**** Supplied records

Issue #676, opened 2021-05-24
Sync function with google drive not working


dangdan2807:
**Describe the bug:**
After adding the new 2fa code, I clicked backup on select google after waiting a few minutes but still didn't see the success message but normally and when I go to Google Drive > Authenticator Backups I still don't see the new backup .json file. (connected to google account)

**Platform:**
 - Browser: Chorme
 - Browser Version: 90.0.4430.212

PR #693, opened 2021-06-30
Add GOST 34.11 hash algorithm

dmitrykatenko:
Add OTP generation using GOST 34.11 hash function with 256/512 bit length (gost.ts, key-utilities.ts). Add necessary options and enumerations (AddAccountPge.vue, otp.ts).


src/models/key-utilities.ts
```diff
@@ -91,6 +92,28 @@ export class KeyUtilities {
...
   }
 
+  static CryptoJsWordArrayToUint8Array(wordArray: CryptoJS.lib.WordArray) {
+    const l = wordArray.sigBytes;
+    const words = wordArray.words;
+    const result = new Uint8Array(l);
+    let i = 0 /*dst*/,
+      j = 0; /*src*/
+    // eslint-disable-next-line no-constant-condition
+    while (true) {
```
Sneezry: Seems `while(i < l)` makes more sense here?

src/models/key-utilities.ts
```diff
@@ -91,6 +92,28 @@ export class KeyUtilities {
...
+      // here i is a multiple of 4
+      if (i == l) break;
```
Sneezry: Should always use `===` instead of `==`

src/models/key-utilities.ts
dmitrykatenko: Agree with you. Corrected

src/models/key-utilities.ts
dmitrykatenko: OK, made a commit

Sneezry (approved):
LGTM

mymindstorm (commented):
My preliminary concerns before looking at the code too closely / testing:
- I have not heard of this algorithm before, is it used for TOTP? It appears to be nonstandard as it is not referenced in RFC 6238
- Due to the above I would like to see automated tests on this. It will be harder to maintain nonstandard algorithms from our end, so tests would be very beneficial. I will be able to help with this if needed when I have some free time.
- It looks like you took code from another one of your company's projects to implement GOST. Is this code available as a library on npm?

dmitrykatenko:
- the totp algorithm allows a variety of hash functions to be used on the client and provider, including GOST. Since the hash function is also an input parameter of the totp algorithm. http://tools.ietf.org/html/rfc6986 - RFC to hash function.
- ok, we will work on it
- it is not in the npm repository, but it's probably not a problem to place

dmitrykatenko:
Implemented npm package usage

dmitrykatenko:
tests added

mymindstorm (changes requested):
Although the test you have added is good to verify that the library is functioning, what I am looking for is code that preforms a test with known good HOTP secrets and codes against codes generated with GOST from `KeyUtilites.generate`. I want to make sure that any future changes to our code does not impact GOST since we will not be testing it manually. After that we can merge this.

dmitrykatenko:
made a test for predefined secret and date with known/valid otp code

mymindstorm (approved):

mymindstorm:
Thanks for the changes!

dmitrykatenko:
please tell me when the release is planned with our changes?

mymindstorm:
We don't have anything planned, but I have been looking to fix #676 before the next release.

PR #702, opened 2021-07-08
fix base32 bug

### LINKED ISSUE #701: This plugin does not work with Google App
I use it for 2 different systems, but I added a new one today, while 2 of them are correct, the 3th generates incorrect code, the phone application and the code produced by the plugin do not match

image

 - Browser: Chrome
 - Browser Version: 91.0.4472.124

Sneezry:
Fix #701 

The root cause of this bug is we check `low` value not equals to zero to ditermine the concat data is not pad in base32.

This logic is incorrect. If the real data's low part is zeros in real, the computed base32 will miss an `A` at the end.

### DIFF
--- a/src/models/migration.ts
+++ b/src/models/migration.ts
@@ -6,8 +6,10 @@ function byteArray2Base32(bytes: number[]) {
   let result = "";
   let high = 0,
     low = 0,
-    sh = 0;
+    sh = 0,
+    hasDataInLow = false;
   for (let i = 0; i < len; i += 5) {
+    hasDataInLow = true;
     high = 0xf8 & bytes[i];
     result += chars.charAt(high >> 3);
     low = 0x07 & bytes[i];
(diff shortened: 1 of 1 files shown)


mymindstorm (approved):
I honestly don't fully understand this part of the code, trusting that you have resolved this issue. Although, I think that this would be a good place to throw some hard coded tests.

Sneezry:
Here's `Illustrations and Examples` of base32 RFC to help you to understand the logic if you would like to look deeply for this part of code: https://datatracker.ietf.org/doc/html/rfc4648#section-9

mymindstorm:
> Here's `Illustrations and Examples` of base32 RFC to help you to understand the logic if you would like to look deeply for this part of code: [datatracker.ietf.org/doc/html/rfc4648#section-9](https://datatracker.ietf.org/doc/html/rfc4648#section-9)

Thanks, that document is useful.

********

**Task instructions**
Copy out the records above without altering anything.

**Reply to the task**
Issue #676, opened 2021-05-24
Sync function with google drive not working


dangdan2807:
**Describe the bug:**
After adding the new 2fa code, I clicked backup on select google after waiting a few minutes but still didn't see the success message but normally and when I go to Google Drive > Authenticator Backups I still don't see the new backup .json file. (connected to google account)

**Platform:**
 - Browser: Chorme
 - Browser Version: 90.0.4430.212

PR #693, opened 2021-06-30
Add GOST 34.11 hash algorithm

dmitrykatenko:
Add OTP generation using GOST 34.11 hash function with 256/512 bit length (gost.ts, key-utilities.ts). Add necessary options and enumerations (AddAccountPge.vue, otp.ts).


src/models/key-utilities.ts
```diff
@@ -91,6 +92,28 @@ export class KeyUtilities {
...
   }
 
+  static CryptoJsWordArrayToUint8Array(wordArray: CryptoJS.lib.WordArray) {
+    const l = wordArray.sigBytes;
+    const words = wordArray.words;
+    const result = new Uint8Array(l);
+    let i = 0 /*dst*/,
+      j = 0; /*src*/
+    // eslint-disable-next-line no-constant-condition
+    while (true) {
```
Sneezry: Seems `while(i < l)` makes more sense here?

src/models/key-utilities.ts
```diff
@@ -91,6 +92,28 @@ export class KeyUtilities {
...
+      // here i is a multiple of 4
+      if (i == l) break;
```
Sneezry: Should always use `===` instead of `==`

src/models/key-utilities.ts
dmitrykatenko: Agree with you. Corrected

src/models/key-utilities.ts
dmitrykatenko: OK, made a commit

Sneezry (approved):
LGTM

mymindstorm (commented):
My preliminary concerns before looking at the code too closely / testing:
- I have not heard of this algorithm before, is it used for TOTP? It appears to be nonstandard as it is not referenced in RFC 6238
- Due to the above I would like to see automated tests on this. It will be harder to maintain nonstandard algorithms from our end, so tests would be very beneficial. I will be able to help with this if needed when I have some free time.
- It looks like you took code from another one of your company's projects to implement GOST. Is this code available as a library on npm?

dmitrykatenko:
- the totp algorithm allows a variety of hash functions to be used on the client and provider, including GOST. Since the hash function is also an input parameter of the totp algorithm. http://tools.ietf.org/html/rfc6986 - RFC to hash function.
- ok, we will work on it
- it is not in the npm repository, but it's probably not a problem to place

dmitrykatenko:
Implemented npm package usage

dmitrykatenko:
tests added

mymindstorm (changes requested):
Although the test you have added is good to verify that the library is functioning, what I am looking for is code that preforms a test with known good HOTP secrets and codes against codes generated with GOST from `KeyUtilites.generate`. I want to make sure that any future changes to our code does not impact GOST since we will not be testing it manually. After that we can merge this.

dmitrykatenko:
made a test for predefined secret and date with known/valid otp code

mymindstorm (approved):

mymindstorm:
Thanks for the changes!

dmitrykatenko:
please tell me when the release is planned with our changes?

mymindstorm:
We don't have anything planned, but I have been looking to fix #676 before the next release.

PR #702, opened 2021-07-08
fix base32 bug

### LINKED ISSUE #701: This plugin does not work with Google App
I use it for 2 different systems, but I added a new one today, while 2 of them are correct, the 3th generates incorrect code, the phone application and the code produced by the plugin do not match

image

 - Browser: Chrome
 - Browser Version: 91.0.4472.124

Sneezry:
Fix #701 

The root cause of this bug is we check `low` value not equals to zero to ditermine the concat data is not pad in base32.

This logic is incorrect. If the real data's low part is zeros in real, the computed base32 will miss an `A` at the end.

### DIFF
--- a/src/models/migration.ts
+++ b/src/models/migration.ts
@@ -6,8 +6,10 @@ function byteArray2Base32(bytes: number[]) {
   let result = "";
   let high = 0,
     low = 0,
-    sh = 0;
+    sh = 0,
+    hasDataInLow = false;
   for (let i = 0; i < len; i += 5) {
+    hasDataInLow = true;
     high = 0xf8 & bytes[i];
     result += chars.charAt(high >> 3);
     low = 0x07 & bytes[i];
(diff shortened: 1 of 1 files shown)


mymindstorm (approved):
I honestly don't fully understand this part of the code, trusting that you have resolved this issue. Although, I think that this would be a good place to throw some hard coded tests.

Sneezry:
Here's `Illustrations and Examples` of base32 RFC to help you to understand the logic if you would like to look deeply for this part of code: https://datatracker.ietf.org/doc/html/rfc4648#section-9

mymindstorm:
> Here's `Illustrations and Examples` of base32 RFC to help you to understand the logic if you would like to look deeply for this part of code: [datatracker.ietf.org/doc/html/rfc4648#section-9](https://datatracker.ietf.org/doc/html/rfc4648#section-9)

Thanks, that document is useful.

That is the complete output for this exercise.